PR #54, opened 2018-09-12
Add a note about array Types to Provider

sethherr:


thekaveman:
Unfortunately this changes the intention of those fields, @sethherr. These are meant to be *arrays*, e.g. a vehicle may have more than one `propulsion_type`. See the related discussion on #48.

sethherr:
Ahh. That's an important distinction, that Type declaration wasn't clear to me.

thekaveman:
Indeed there is room for ambiguity. See our discussion on #46 and #53, where we are exploring JSON-Schema to more clearly define the spec in a machine-readable/machine-verifiable format.

sethherr:
I put a note about it being an array in the description, I think this would have clarified it for me?

I think JSON-Schema could be great, this is more of a quick fix...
-*-
EXERCISE —
Reproduce the material in full, keeping every line exactly as given.

OUTPUT FOR THIS EXERCISE —
PR #54, opened 2018-09-12
Add a note about array Types to Provider

sethherr:


thekaveman:
Unfortunately this changes the intention of those fields, @sethherr. These are meant to be *arrays*, e.g. a vehicle may have more than one `propulsion_type`. See the related discussion on #48.

sethherr:
Ahh. That's an important distinction, that Type declaration wasn't clear to me.

thekaveman:
Indeed there is room for ambiguity. See our discussion on #46 and #53, where we are exploring JSON-Schema to more clearly define the spec in a machine-readable/machine-verifiable format.

sethherr:
I put a note about it being an array in the description, I think this would have clarified it for me?

I think JSON-Schema could be great, this is more of a quick fix...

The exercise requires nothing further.